• [Work instructions] Please transcribe every entry below exactly as written.

• [Raw data]
○ ○ ○ ○ ○ ○ ○
PR #571, opened 2025-07-31
[ENH] removes method names in tests for discrete and continuous distributions

tingiskhan:
Minor fixes

### DIFF
--- a/skpro/distributions/truncated.py
+++ b/skpro/distributions/truncated.py
@@ -74,6 +74,18 @@ class TruncatedDistribution(BaseDistribution):
             columns=columns if columns is not None else distribution.columns,
         )
 
+        # the measure type of this distribution is discrete if the inner distribution
+        # is discrete, and it is continuous if the inner distribution is continuous;
+        # if the measure type of the inner distribution is mixed,
+        # the result is indeterminate, but we keep it as mixed for API reasons
+        inner_measuretype = distribution.get_tag("distr:measuretype", "mixed")
+        self.set_tags(**{"distr:measuretype": inner_measuretype})
+
+        methods_to_remove = {
+            "discrete": ["pdf", "log_pdf"],
+            "continuous": ["pmf", "log_pmf"],
+        }
+
         # the capabilities of this (self) distribution are exact
         # if and only if the capabilities of the inner distribution are exact
         self_exact_capas = self.get_tag("capabilities:exact", []).copy()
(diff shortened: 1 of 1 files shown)


fkiraly (changes requested):
The presence of `pmf` for continuous and `pdf` for discrete distributions is actually intended - it is a feature and not a bug!

Why: we are using the "strategy" pattern, and it is better if all methods are available for all distributions.

This also makes mathematical sense, in the case of discrete distributions `pdf` will always return 0, and in the case of continuous distributions, `pmf` will always return 0.
(by the Lebesgue decompositions theorem for instance - in it, continuous distributions have the zero measure as point mass part, and discrete distributions have the zero measure as continuous part)

From a software perspective, this reduces the amount of boilerplate for these case distinctions.
For example, if you look at mixture distributions, the resulting distribution always has `pdf` and `pmf` being a weighted average. This works well if the underlying distributions are allowed to return zero, instead of raising an exception.

tingiskhan:
Makes sense from a mathematical perspective, but I found that implementing these changes solved the test errors.

Are there any other distributions that implement both pmf and pdf and have  either discrete or continuous measure? I find it strange that these tests would fail for only Hurdle/Truncated if this should be supported already?

And if this is the pattern, I'm closing this PR?

And, just to clarify: I only remove the method names from the tags, not the class. 

Edit: I’m starting to think that we’re talking past each other, hehe. I totally agree on the part regarding the presence of a pmf for continuous distributions (and vice versa), but I can’t find a case for continuous/discrete distributions having pmf/pdf in either exact/approx tag, right?

fkiraly:
> Makes sense from a mathematical perspective, but I found that implementing these changes solved the test errors.

Interesting. Then this may indicate that the defaults are not properly working.

I am conjecturing that this might happen in the scalar case!

> And, just to clarify: I only remove the method names from the tags, not the class.

Removing the tags I think just turns off the tests, it does not solve the matter at the core.

> Edit: I’m starting to think that we’re talking past each other, hehe. I totally agree on the part regarding the presence of a pmf for continuous distributions (and vice versa), but I can’t find a case for continuous/discrete distributions having pmf/pdf in either exact/approx tag, right?

I will need some time to digest this, sorry. There is probably some API issue around pmf/pdf which has nothing to do with `Hurdle` etc, see above.

That this exists is likely a consequence of so many distributions being either approximate or "pure" continuous or discrete.

fkiraly:
Found the bug - it is #573, fix is in #574.

This PR does not fix the bug but just masks the tests by preventing them from running.

tingiskhan:
Nice!! I'll close this PR then!

tingiskhan:
Closed as per #574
○ ○ ○ ○ ○ ○ ○
• [Expected answer]
PR #571, opened 2025-07-31
[ENH] removes method names in tests for discrete and continuous distributions

tingiskhan:
Minor fixes

### DIFF
--- a/skpro/distributions/truncated.py
+++ b/skpro/distributions/truncated.py
@@ -74,6 +74,18 @@ class TruncatedDistribution(BaseDistribution):
             columns=columns if columns is not None else distribution.columns,
         )
 
+        # the measure type of this distribution is discrete if the inner distribution
+        # is discrete, and it is continuous if the inner distribution is continuous;
+        # if the measure type of the inner distribution is mixed,
+        # the result is indeterminate, but we keep it as mixed for API reasons
+        inner_measuretype = distribution.get_tag("distr:measuretype", "mixed")
+        self.set_tags(**{"distr:measuretype": inner_measuretype})
+
+        methods_to_remove = {
+            "discrete": ["pdf", "log_pdf"],
+            "continuous": ["pmf", "log_pmf"],
+        }
+
         # the capabilities of this (self) distribution are exact
         # if and only if the capabilities of the inner distribution are exact
         self_exact_capas = self.get_tag("capabilities:exact", []).copy()
(diff shortened: 1 of 1 files shown)


fkiraly (changes requested):
The presence of `pmf` for continuous and `pdf` for discrete distributions is actually intended - it is a feature and not a bug!

Why: we are using the "strategy" pattern, and it is better if all methods are available for all distributions.

This also makes mathematical sense, in the case of discrete distributions `pdf` will always return 0, and in the case of continuous distributions, `pmf` will always return 0.
(by the Lebesgue decompositions theorem for instance - in it, continuous distributions have the zero measure as point mass part, and discrete distributions have the zero measure as continuous part)

From a software perspective, this reduces the amount of boilerplate for these case distinctions.
For example, if you look at mixture distributions, the resulting distribution always has `pdf` and `pmf` being a weighted average. This works well if the underlying distributions are allowed to return zero, instead of raising an exception.

tingiskhan:
Makes sense from a mathematical perspective, but I found that implementing these changes solved the test errors.

Are there any other distributions that implement both pmf and pdf and have  either discrete or continuous measure? I find it strange that these tests would fail for only Hurdle/Truncated if this should be supported already?

And if this is the pattern, I'm closing this PR?

And, just to clarify: I only remove the method names from the tags, not the class. 

Edit: I’m starting to think that we’re talking past each other, hehe. I totally agree on the part regarding the presence of a pmf for continuous distributions (and vice versa), but I can’t find a case for continuous/discrete distributions having pmf/pdf in either exact/approx tag, right?

fkiraly:
> Makes sense from a mathematical perspective, but I found that implementing these changes solved the test errors.

Interesting. Then this may indicate that the defaults are not properly working.

I am conjecturing that this might happen in the scalar case!

> And, just to clarify: I only remove the method names from the tags, not the class.

Removing the tags I think just turns off the tests, it does not solve the matter at the core.

> Edit: I’m starting to think that we’re talking past each other, hehe. I totally agree on the part regarding the presence of a pmf for continuous distributions (and vice versa), but I can’t find a case for continuous/discrete distributions having pmf/pdf in either exact/approx tag, right?

I will need some time to digest this, sorry. There is probably some API issue around pmf/pdf which has nothing to do with `Hurdle` etc, see above.

That this exists is likely a consequence of so many distributions being either approximate or "pure" continuous or discrete.

fkiraly:
Found the bug - it is #573, fix is in #574.

This PR does not fix the bug but just masks the tests by preventing them from running.

tingiskhan:
Nice!! I'll close this PR then!

tingiskhan:
Closed as per #574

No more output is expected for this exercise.